The safest, easiest and most disciplined way to spend in equities is through mutual funds. Not only do funds offer diversification but many will also waive initial venture minimums if you make automatic deposits every month, typically as minute as or 0. To avoid having any money siphoned off in commissions, stick with no-load funds like the ones we name in this article.

--Don't neglect rescue for retirement. Planning for your child's instruction should not sidetrack you from development quarterly contributions to your own 401(k), Ira or similar tax-deferred withdrawal account. You simply don't want to miss the chance to make the most of the tax-deferred gains ready in such accounts. And withdrawal assets won't work on your eligibility for federal need-based college financial aid.

--Don't spend in esoterica. From time to time, you may encounter sales pitches encouraging you to save for college with investments such as annuities or cash-value life insurance. Both defer taxes on your venture earnings but at the price of precious withdrawal rules. Many deferred annuities, for example, fee penalties of 7% or more if you need to take out money within seven years of development your investment. Tempted to buy zero-coupon Treasury bonds, which recently yielded 6.6%? They can be fine investments--as long as you buy ones that will be redeemed when you need the money. If you have to sell a zero before maturity, you may lose primary if interest rates have risen since you bought it. Prepaid-tuition plans, another way of construction up college savings, can make sense if you're too nervous to spend in stocks (see the box opposite).

--Don't put your money in your child's name if you hope to get financial aid. College financial aid formulas ordinarily wish a child to lead 35% of his or her assets toward costs, but parents typically need to put up no more than 5.6% of their savings.

With those basic dos and don'ts at the heart of your venture strategy, here are moves to make, based on your kid's age:

If your child is 13 or younger, you have adequate time to weather any short-term stock shop squalls. venture strategists therefore suggest that you put 75% to 100% of your college savings in stock funds, depending on how much risk you can tolerate, and the rest in such fixed-income investments as bonds and bond mutual funds. You might start your savings agenda with a fund that holds shares of large and mid-size associates with consistent earnings gains and strong growth potential. Financial planner Michael Zabalaoui at resource management in Metairie, La. Suggests Oakmark (up an mean of 25.13% annually for the three years that ended June 30; 800-625-6275). Pearman recommends Vanguard Index Value (up 25.46%; 800-851-4999). Both funds seek out undervalued equities and bear below-average risk, Agreeing to fund ranker Morningstar.

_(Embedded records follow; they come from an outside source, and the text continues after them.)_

PR #3448, opened 2018-10-16
change the Concent Integration test datadir report so that it can be …

shadeofblue:
…immediately used as the input to run the nodes again more easily


etam (approved):
ok

PR #3452, opened 2018-10-17
Fix order of help entries in golemcli

### LINKED ISSUE #3021: correct order of arguments
After `golemcli network` additional arguments are printed before the primary list

dybi:
resolves: https://github.com/golemfactory/golem/issues/3021

### DIFF
--- a/golem/interface/cli.py
+++ b/golem/interface/cli.py
@@ -285,8 +285,8 @@ class CLI(object):
     def rearrange_action_groups(self):
         for parser in self.subparsers.choices.values():
             action_groups = parser._action_groups  # pylint: disable=protected-access
-            # if there are more action groups than just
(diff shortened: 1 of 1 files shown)


etam:
This touches private parts of standard library. This smells bad. Isn't it possible to add those things to argument parser in correct order?

dybi:
@etam, quite frankly, I wasn't able to figure out how to do it **without** touching the internals. The thing is, that options for parent parser (`self.shared_parser`) are normally added first. Even though, I tried to tinker with internals as carefully as possible ;)

shadeofblue (approved):
strawberry leaf

etam:
@dybi you can trigger rebuilds directly from buildbot web interface

PR #3453, opened 2018-10-17
Implement provider ordering algorithm

Krigpl:
Straight from the marketplace doc. Using `scaled_price` which is `price / max_price` as it's the only context `price` is used in the algorithm and this way we don't need to pass `max_price` along.
Also writing tests for it seems awkward


maaktweluit (approved):
LGTM!

mfranciszkiewicz (approved):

After you have accumulated ,000 in your starter portfolio, you can move as much as a third of your holdings into small-company and international stock funds, which offer the hope of juicier returns but also carry greater risk. For funds specializing in shares of small companies, Zabalaoui favors Berger Small Cap Value (up 22.6%; 800-333-1001). Among international funds, he likes Janus Worldwide (up 24.7%; 800-525-8983).

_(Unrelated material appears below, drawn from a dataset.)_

PR #3454, opened 2018-10-17
Fix fundslocker to use Task API properly

mplebanski:
This fixes fundslocker to use appropriate API method from Task class instead

### DIFF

If your child is 14 or older, cut risk to safeguard savings. Zabalaoui recommends getting at least 50% of your money out of stocks by the end of your child's freshman year and bright all of your college savings for that child into short-term bonds, fixed earnings and cash by the end of her sophomore year. To keep risk low, most venture experts prescribe short- and inter- mediate-term bond funds, which will add more pop to your total return than Cds or U.S. Savings Bonds. Pearman likes Vanguard Bond Index Intermediate-Term (up 8.62%; 800-851-4999). The fund shuns high-risk bonds and has an highly low yearly price ratio of about 0.2% of principal, enabling more savings to go toward your child's college costs.